Now, of course, thanks to the modern Miracle at Manopello we have a deeper understanding of the Resurrection and its effects on the first Christians. Interesting that in the course of writing a one thousand page book published in 2009, Mr. MacCulloch did not uncover the Volto Santo.
As we seek the true Christ, Orthodoxy promises a timeless lineage. “Like untrained gardeners going into an overgrown garden, successors to the Reformers hacked about with machetes, slashing unknowingly through material that had been affirmed for the first thousand years: the sacraments, the honoring of Mary, the eucharistic Real Presence. Protestants were trying to rediscover the ancient Church, but instead they created a dancing array of sorcerer’s apprentice brooms, all trying to sweep one another clean.” FACING EAST A Pilgrims Journey into the Mysteries of Orthodoxy, by Frederica Mathewes-Green.
Jesus – The Routes
The roots of Christ, no doubt, extended wide in the world of the ancients.
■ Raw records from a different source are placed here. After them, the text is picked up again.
PR #64, opened 2015-10-13
Avoid a failing test affecting other tests' results

marco-c:


marco-c:
Close in favor of #73, which is a better alternative.

PR #65, opened 2015-10-14
Allow running a single test with 'gulp test'

marco-c:
Example usage: `gulp test --file test/testDeploy.js`


mykmelez:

“For uncounted millenniums, India has been the Spiritual light land of the earth. It is in India that the divine soul-science of yoga–union with God through direct personal communion with Him–has been preserved. That is why Jesus went to India as a youth, and why he returned to India and conferred with Babaji for the spiritual evolution of the world.” Paramahansa Yogananda The Second Coming of Christ.
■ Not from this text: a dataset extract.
PR #68, opened 2015-10-14
Don't use fs.exists/fs.existsSync

### LINKED ISSUE #66: Replace fs.exists/fs.existsSync with fs.access/fs.accessSync or fs.stat/fs.statSync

There has been no higher spiritual authority in the last one hundred years than Yogananda. Yet, a mysterious unknown visionary agrees with Yoganada and lends his own inestimable voice to his.
Levi Dowling (1844-1911) began preaching at the age of sixteen. He served as a chaplain in the Union Army during the Civil War. For forty years he meditated on the Akashic Records and presented his visions from the life of Jesus in a remarkable book, The Acquarian Gospel of Christ.
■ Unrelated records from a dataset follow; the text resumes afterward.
PR #254, opened 2016-01-07
Make requests to directories become requests to index.html

### LINKED ISSUE #253: For each `index.html`, cache its parent directory too
As the common case in the Internet, gh-pages serves `index.html` when the URL points to a directory. This is used by some tools such as Jekyll. In order to fully support this feature, each time an `index.html` file is found, it's parent directory should be cached as well.

delapuente:
Fix #253

### DIFF
--- a/templates/app/offline-worker.js
+++ b/templates/app/offline-worker.js
@@ -109,11 +109,13 @@
 
     // Make requests to directories become requests to index.html
     extendToIndex: function (request) {
-      var url = request.url;
-      if (url[url.length - 1] === '/') {
-        url += 'index.html';
+      var url = new URL(request.url, self.location);
+      var path = url.pathname;
+      if (!path[path.length - 1] === '/') {
+        return request;
       }
-      return new Request(url, request);
+      url.pathname += 'index.html';
+      return new Request(url.toString(), request);
     },
 
     // Prepare the cache for installation, deleting it before if it already exists.
--- a/templates/app/offline-worker.js
+++ b/templates/app/offline-worker.js
@@ -111,7 +111,7 @@
     extendToIndex: function (request) {
       var url = new URL(request.url, self.location);
       var path = url.pathname;
-      if (!path[path.length - 1] === '/') {
+      if (path[path.length - 1] !== '/') {
         return request;
       }
       url.pathname += 'index.html';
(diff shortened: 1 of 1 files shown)


marco-c:
The patch looks good to me, but I'd make this configurable.
Were you planning to make it configurable in a follow-up?

delapuente:
I was not planning to make it configurable as it is not configurable in gh-pages (it is always this way) but we can add a follow up and make it optional.

marco-c:
Sounds good to me.
Let's see what @mykmelez thinks, since he's been reviewing #234.

templates/app/offline-worker.js
```diff
@@ -107,6 +107,15 @@
       });
     },
 
+    // Make requests to directories become requests to index.html
+    extendToIndex: function (request) {
+      var url = request.url;
+      if (url[url.length - 1] === '/') {
+        url += 'index.html';
+      }
+      return new Request(url, request);
```
marco-c: Nit: I guess it doesn't really matter, but we can avoid creating a new Request object when we don't need to rewrite the url.

mykmelez: It might also be worth isolating the pathname within the URL string via something like `new URL(request.url).pathname`, since a URL to a file hosted by GitHub Pages can end in a search string like `?foo=bar` (even if the server doesn't actually process the string) and/or a fragment identifier like `#anchor` (although I'm not sure if that gets preserved by the _Request_ object).

mykmelez:
> Let's see what @mykmelez thinks, since he's been reviewing #234.

I'm ok with this, as it's a useful, GitHub Pages-specific fix, while #234 is a more general solution for folks who reuse Oghliner on other hosts. And it sounds like @delapuente and @jonathanKingston are working together to move #234 forward as well.

templates/app/offline-worker.js
delapuente: Wow. You're totally right here. Nice catch!

delapuente:
@mykmelez @marco-c I added your comments. Do you mind to take a second look?

templates/app/offline-worker.js
```diff
@@ -107,6 +107,17 @@
       });
     },
 
+    // Make requests to directories become requests to index.html
+    extendToIndex: function (request) {
+      var url = new URL(request.url, self.location);
+      var path = url.pathname;
+      if (!path[path.length - 1] === '/') {
```
marco-c: Nit: can you use !== instead?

His vision of Jesus’ journey to the Himalayas closely parallels the discoveries made by the Russian scholar Nicolai Notavitch at Hemis monastery in Ladakh in 1887. Jesus Lived in India by Holger Kersten covers much of the elements, while also wandering into the bulrushes with frivolous claims that Jesus survived the crucifixion. The fact remains that Jesus died on the cross. Then three days later he appeared to Mary Magdalene. Now his resurrected face on the Manopello cloth will revolutionize our world.
The Words of Christ
“Christ unveils the meaning of the Old Testament.” Drawing by Thomas Merton. Used with permission of the Merton Legacy Trust and the Thomas Merton Center at Bellarmine University.”
In the beginning was the Word, and the Word was with God. John 1:1
A wonderful blessing of living in this age of communication is the ever evolving sphere of light being shed on what Jesus said and how it reflects what he meant.
It is simply not possible to understand the message of Jesus without reading The Hidden Gospel: Decoding the Spiritual Message of the Aramaic Jesus by Neil Douglas-Klotz.
If we begin to understand holiness as the creation of space, we can reevaluate what is really holy in our lives.
To become holy in an Aramaic sense then means to create separate space for whatever becomes the pivot of our lives, the axis on which our world turns.
John 14:6 – “I am the way, the truth,and the life: No man cometh unto the Father, but by me.” This teaching has become the central stumbling block in our perception of Christ. Dr. Douglas-Klotz walks us through the Aramaic terms in the root text; “I am”, ena-ena; ” the way”, urha; ‘truth”, sherara; and “life”, hayye. By explaining the nuanced Middle Eastern-Aramaic layering of philosophy, philology and etymology the author presents a new rendering of this stanza, one more relevant to Christ and ourselves.
“The I AM is the path, the sense of right direction and the life force to travel it … No one comes into the rhythm with the breathing life of all, the sound and the atmosphere that crated the cosmos, except through the breathing, sound and atmosphere, of another embodied “I” connected to the ultimate I AM.”
These three seed syllables form the Christ root mantra: Om Ah Hung
(Sanskrit above, Tibetan below)
White Aum – the primordial sound. The seed sound of yogis and mystics. Pictured in the pineal gland, between the eyebrows. Red Ah – in the throat. Blue Hung – in the heart.
This is the essence of the living, transmitted message received by Jesus in the Himalayas that led to his evolvement into the Christ, and our visual reference is the Volto Santo in Manoplello.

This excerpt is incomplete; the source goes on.